Cercado por belezas naturais, o Norte do Brasil também possui suas lendas, violências, descasos e explorações. Esse combo intrincado, apesar de ser o mais conhecido por quem é de fora, não resume a realidade dos que vivem nos 7 estados que representam 45% do território brasileiro. Transformar a imagem da região, desmistificar fábulas e mostrar a potência das mulheres negras nortistas são alguns dos propósitos de Anna Suav & Bruna BG com “Ritual das Candeias”.
“A questão do território é algo que grita muito pra gente enquanto artistas da Amazônia, e, por isso, esse disco é uma forma de oferecer uma visão nossa da vivência desse lugar e pontuar questões de racialidade, gênero, entre outras coisas”, diz Anna, que é de Manaus, mas desde 2017 fortalece o rap do Pará. “Para além da demarcação da existência de uma negritude do Norte do país, é de uma imensa emoção ser ponte para contar a história simbólica e cultural da expressão dessa negritude na nossa região”.
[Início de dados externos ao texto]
Issue #4414, opened 2023-01-14
accept ZOD validator


Radik24:
#### Support plan

* *is this issue currently blocking your project?* (yes/no): no
* *is this issue affecting a production system?* (yes/no): no

#### Context

* *node version*:  16.16.0
* *module version*: 21.1.0
* *environment* (e.g. node, browser, native): node
* *used with* (e.g. hapi application, another framework, standalone, ...): hapi application
* *any other relevant information*:

#### How can we help?

Basically I would like to replace Joi with ZOD (better with typescript, type inference). I can set my own validation on each route, validate payload/params/query and return error/pass. But Hapi always adds own `validation` object in returned error, I would say it expects Joi errror and is written to parse it. It would be nice to accept ZOD on route validation.

Just set?:
`server.validator(z);`

and use

```
{
  method: 'POST',
  path: `/validate`,
  handler: (req, h) => h.response().code(200),
  options: {
    validate: {
      payload: z.object({
        a: z.string(),
        b: z.string()
      })
    }
  }
}
```

instead of:

```
{
  method: 'POST',
  path: `/validate`,
  handler: (req, h) => h.response().code(200),
  options: {
    validate: {
      payload: Joi.object({
        a: Joi.string().required(),
        b: Joi.string().required()
      })
    }
  }
}
```

I can create validators and infere types in separate files, and use it as needed.

Thanks

devinivy:
It should just be a handful of lines of code to get basic zod support working.  Here's a workingz example: https://runkit.com/devinivy/63c4627a352d980008baa41b.  The core idea is this:
```js
const zodValidator = {
    compile: (schema) => ({
        validate: (val) => schema.parse(val)
    })
};

server.validator(zodValidator);
```

Radik24:
Is it something that the hapi team considers to be the right way?

cjihrig:
@Radik24, @devinivy is part of the hapi team 😄

Radik24:
I know, I just want to know if it's kind of hack or it could be implemented natively in future :)

cjihrig:
I'm not a zod user, but the solution looks legit to me. I'll let Devin comment further.

devinivy:
Yep, you should be good to go!  Any change to this validator interface would be considered a breaking change to hapi, i.e. it's considered part of our API.  If anyone is interested in calling this out more explicitly in the docs, would happily take a PR!

Radik24:
[...]

PR #4497, opened 2024-04-09
Remove Joi from types

### LINKED ISSUE #4491: Build issues
### Runtime

nodejs

### Runtime version

v20.10.0

### Module version

v20.10.0

_No response_

### Used with

tsoa

> tsc

node_modules/@hapi/hapi/lib/types/route.d.ts:2:68 - error TS2307: Cannot find module 'joi' or its corresponding type declarations.

2 import { ObjectSchema, ValidationOptions, SchemaMap, Schema } from 'joi';
                                                                     ~~~~~

node_modules/@hapi/hapi/lib/types/server/server.d.ts:4:22 - error TS2307: Cannot find module 'joi' or its corresponding type declarations.

4 import { Root } from 'joi';
                       ~~~~~

create any packet.json and have skipLibCheck = true

node_modules/@hapi/hapi/lib/types/route.d.ts:2:68 - error TS2307: Cannot find module 'joi' or its corresponding type declarations.

2 import { ObjectSchema, ValidationOptions, SchemaMap, Schema } from 'joi';
                                                                     ~~~~~

node_modules/@hapi/hapi/lib/types/server/server.d.ts:4:22 - error TS2307: Cannot find module 'joi' or its corresponding type declarations.

4 import { Root } from 'joi';
                       ~~~~~

No error

kanongil:
This PR removes the explicit import of `Joi` in the typings. As it is, any typescript users that use Hapi, will need to add a dependency of Joi, just to resolve the typings.

The explicit dependency is replaced by a generic validator that can be set on the `Server` object, or inferred from the config. This has the additional advantage, that other validators will be able to be typed instead of assuming that Joi is used.

The new types will require a bit of work to adapt to for projects that use `server.validate()`.

This fixes #4491.

### Definition

```js
const MySimpleValidator = {
    compile(schema: MySchema) {

        return {
            validate(value: unknown, options: MyOptions & { context?: Validation.Context }) {

                return { value: 'everything is awesome' };
            }
        };
    }
};
```

The base Joi object already implement this interface.

### Registration

Explicit:
```js
const server = new Server<ServerApplicationState, typeof Joi>({});
server.validator(Joi);
```

Inferred from config:
```js
const server = new Server({
    routes: { validate: { validator: Joi } }
});
```

Using the new `validator()` returned value:
```js
const server = new Server({})
    .validator(Joi);
```

#### For plugins

Explicit:
```js
register(server: Server<unknown, typeof Joi>, options: any) {

    server.validator(Joi);
    …
}
```

Using the new `validator()` returned value:
```js
register(_server: Server, options: any) {

    const server = _server.validator(Joi);
    …
}
```

### Usage

Once registered, the validator typings are used to help type the validation options:
```js
server.route({
    …,
    options: {
        validate: {
            options: {
                // Validated against the options that can be passed to the registered `validate()` method
            },
            query: {
                // Validated against the type of the `schema´ from the registered `compile()` method
            }
        }
    }
});
```

It can be overriden at the route level:
```js
server.route({
    …,
    options: {
        validate: {
            validator: Joi,   // Route-only validator
            options: {
                // Validated against the options that can be passed to the validator `validate()` method
            },
            query: {
                // Validated against the type of the `schema´ from the validator `compile()` method
            }
        }
    }
});
```

It also allows custom inline validators:
```js
server.route({
    …,
    options: {
        validate: {
            query: (value, optionsAndContext) {

                // optionsAndContext is typed with the `context` object
            }
        }
    }
});
```

It is also used to validate rules:
```js
server.rules(processor, {
    validate: {
        schema: validateSchema,    // Validated against the type of the `schema´ from the registered `compile()` method
        options: {
            // Validated against the options that can be passed to the registered `validate()` method
        }
    }
});
```

As it currently is, pre-compiled Joi schemas continue to work, even with no registered validator (though any options won't be validated):

```js
server.route({
    …,
    options: {
        validate: {
            query: Joi.object({
                …
            })
        }
    }
});
```

FYI, it's possible that this could be revised to extracts the allowed options from the passed Joi object.


Marsup:
The PR makes sense to me, but applying it on my project causes a whole bunch of errors along the lines of `Object literal may only specify known properties, and 'q' does not exist in type 'Validator<never> | DirectValidator<"query">'.`. It appears I need to wrap all my object schemas (eg. `validate: { query: { q: Joi.whatever() }}`) into joi objects, I can't have simple objects anymore. Am I missing something?

kanongil:
Thank for the feedback. Unfortunately, this will likely take a bit of work to adapt to.

Specifying a validator is required to type such simple validation objects, since it can no longer default to Joi. You would need to use one of the above methods, or explicit casting, to make your `Server` object accept the `Joi` validator. You can also override it when specifying the route:

```js
server.route<ReqRefDefaults, typeof Joi>({
    …
})
```

Of course, you can still just wrap it as suggested, though that would still lose the typings on any `validate.options`.

Marsup:
Considering the number of times a user would call `server.route`, can't we find a better way to define that with some declaration merging?

Marsup:
I'm torn, you're certainly right, but declaring independent plugins as I do, all the plugins will have to be changed to something like:
```ts
const plugin: Plugin<{}> = {
  register(server: Server<{}, typeof Joi>) {
  }
};
```
It doesn't look like a good DX but I'm not sure there's a better sane choice.

lenovouser:
I am not sure, but this might also fix https://github.com/hapijs/hapi/issues/4414. Currently the solution mentioned in that issue works with raw JS, but with TS (which is the reason you would use zod in the first place) it doesn't work and shows type errors everywhere.


Screenshot 2024-06-16 at 11 21 03
Screenshot 2024-06-16 at 11 21 18
Screenshot 2024-06-16 at 11 21 32

benkcrites:
We are also having issues trying to use zod, hapi, and typescript. While the code works fine, we getting type errors like @lenovouser is. 

Example:
```
    {
        method: 'GET',
        path: '/reservations',
        handler: scheduleController.getReservations,
        options: {
            validate: {
                validator: validateZod,
                query: z.object({
                    startBeforeTs: z.coerce.date().optional(),
                    endAfterTs: z.coerce.date().optional(),
                }),
            },
        },
    }
```
throws 
```
Type 'ZodObject<{ startBeforeTs: ZodOptional<ZodDate>; endAfterTs: ZodOptional<ZodDate>; }, "strip", ZodTypeAny, { startBeforeTs?: Date; endAfterTs?: Date; }, { ...; }>' is not assignable to type 'RouteOptionsResponseSchema'.
  Type 'ZodObject<{ startBeforeTs: ZodOptional<ZodDate>; endAfterTs: ZodOptional<ZodDate>; }, "strip", ZodTypeAny, { startBeforeTs?: Date; endAfterTs?: Date; }, { ...; }>' is not assignable to type 'PartialSchemaMap<any>'.
    Index signature for type 'string' is missing in type 'ZodObject<{ startBeforeTs: ZodOptional<ZodDate>; endAfterTs: ZodOptional<ZodDate>; }, "strip", ZodTypeAny, { startBeforeTs?: Date; endAfterTs?: Date; }, { ...; }>'.ts(2322)
```

JimmyBjorklund:
Any progress on this  ?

O ritual que intitula o álbum é um evento que acontece no dia 13 de maio (Abolição), no Pará, para marcar o Dia Nacional de Denúncia contra o Racismo. Durante a “cerimônia”, velas são acesas pelos afrodescendentes em memória dos ancestrais que foram escravizados em Belém e enterrados no cemitério onde hoje está a Praça da República.
Entre raps contundentes, como “Levante” e “Mercancías“, uma denúncia da exploração sexual de mulheres nortistas, e R&B’s mais suaves, incluindo “Lábios Pretos”, que recebe a participação de Karen Francis (cantora com todas as possibilidades de ser um dos principais nomes do R&B brasileiro em 2023), as MCs abordam diferentes temáticas relacionadas às suas vivências e experiências.
Mesmo tratando de questões delicadas, Anna & BG prezam pela leveza – e isso não quer dizer que sejam menos enérgicas. As produções assinadas por DJ Duh, Davi Milton e DonLoco combinam de forma equilibrada de batidas carregadas com o afrobeat, guitarrada, rock e batucadas regionais. Elas vão do slam poético às “porradas”, tentando revelar a verdade sobre folclores locais, principalmente o do boto-rosa, que na teoria pode parecer inocente, mas está relacionado ao abuso sexual de meninas, passando pelo romance e a auto-confiança, reafirmando o quão potentes são dentro de um gênero que ainda pouco valoriza vozes femininas.
“A narrativa que a gente busca contar nesse material é a das mulheres negras amazônidas e latinas dentro desse território do estado do Pará, mas também com as suas intersecções – afinal, eu venho de Manaus (AM), e a Bruna é do Marajó (PA)”, observa Anna.
A união de duas personalidades diferentes com objetivo comum gerou um disco rico com assuntos que precisam de atenção. “Ela (Anna Suav) faz uma parada e eu faço outra, e quando a gente mistura isso se torna pesado e emocionante”, observa Bruna. “É a minha agressividade tanto na forma de falar quanto de cantar, aliada à suavidade dela, com uma melodia gostosa de escutar. Daí surge um tempero que dá sabor a esse projeto em parceria”.